AFGC believes that an internationally competitive food and grocery industry supported by a robust and responsive policy and regulatory framework is critical to ensuring that our food and grocery supply is secure, that it meets the nutrition, health and safety needs of consumers and it is sustainable for the longer term.

AFGC considers that the vision for the food and grocery manufacturing sector should encompass the following two considerations:
  1. that all [relevant] needs of Australian consumers are met through the products available to them; and
  2. that the industries providing those products are as efficient and profitable as possible.
The first point goes to the important role of the food and grocery industry in supporting the health of consumers and their social and recreational needs. The second goes to the importance of these industries being as profitable as possible, employing Australians and generating wealth for the nation with minimal environmental impact.

AFGC support world class, efficient regulatory systems which encourage innovation and investment and ensures that Australia's manufacturing sector is sustainable. Australia needs a regulatory system that is efficient; transparent; accountable and predictable.

AFGC considers regulatory reform the most prominent and important policy lever which the Government can pull to assist the food and grocery industry meet the challenges it is now facing.

AFGC supports regulatory reform which results in efficient systems that reduce the regulatory compliance burden to industry; a streamlining of process and which encourages innovation and investment. The industry cannot support any increase in the cost of regulation and management of chemical safety; further red tape or impediments to innovation.

AFGC supports reform of chemical regulation which is needed to address deficiencies in the current system. The reforms need to encourage the development of modern, safe chemicals by removing barriers for companies to invest in cutting edge technologies and improve access to chemical products.Top of page

Regulatory reform must:
  • not diminish the level of protection for Australian industry;
  • meet community expectations for safety and sustainability;
  • minimise and prevent unnecessary regulatory burden on industry;
  • recognise the effect that regulation has on product availability and cost; and
  • recognise that Australia is part of a global market, and industry needs to leverage the new product development that occurs internationally, which necessitates a responsive and efficient regulatory system to bring new products to market in a timely manner.
3.1.1. Impact on the industry of increased costs
AFGC is concerned that the proposed reforms will not adequately address inefficiencies and costs in the current system, resulting in Australian manufacturers and suppliers being disadvantaged.
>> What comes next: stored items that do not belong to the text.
PR #2443, opened 2019-12-14
qca: fix build after recent changes

tehnick:
Tested for:
```
MXE_TARGETS := x86_64-w64-mingw32.shared i686-w64-mingw32.shared
MXE_PLUGIN_DIRS += plugins/gcc9
```


tonytheodore:
Thanks!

This will, in turn, directly impact on the sustainability of Australian grocery manufacturers and suppliers through increased costs and lack of innovation.
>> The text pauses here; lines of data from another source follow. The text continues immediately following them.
PR #2445, opened 2019-12-17
add Qt5Network library dependencies

justdan96:
This is a simple edit, I've tested this on my own machine and it works. Without this CMake fails to link executables that require Qt5Network.


mabrand:
thanks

Currently the international competitiveness of the Australian manufacturing sector is under pressure due to:
  • rising input costs—raw materials, energy, transport costs are all going up;
  • exchange rate effects—the high Australian dollar makes manufacturers less competitive against imports in the domestic market and competition in export markets;
  • regulatory compliance costs; and
  • retail sector concentration.
These factors combine to erode margins and reduce profitability thereby compromising long term competitiveness.
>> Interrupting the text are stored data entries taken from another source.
PR #2447, opened 2019-12-20
Upgraded boost to 1.72.0

highperformancecoder:
Note I had to change the test example, as it wouldn't correctly compile and link under MXE. I just picked a simple test example (quick.cpp) from the system library that exercises boost under make and cmake.


ooxi:
Why does the old example no longer compile and link correctly?

highperformancecoder:
On Wed, Jan 01, 2020 at 08:56:33AM -0800, ooxi wrote:
> Why does the old example no longer compile and link correctly?
> 

There was clearly an API change, at least with respect to Win32
targets. I found numerous questions on StackOverflow about how to
build boost::context using code under MinGW, but not much by the way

The overall effect is a decline in margins and the profitability of the industry, limiting funds available (including from raising debt) for investment and reinvestment in new plant and new process i.e. in innovation. This limits the growth in productivity, i.e. becoming more efficient and effective, necessary to remain competitive in international markets.

The ultimate result is that the business case for companies to invest and re-invest in manufacturing in Australia is severely compromised. This leads to reduced levels of innovation, loss of competitiveness and business closures or relocation offshore.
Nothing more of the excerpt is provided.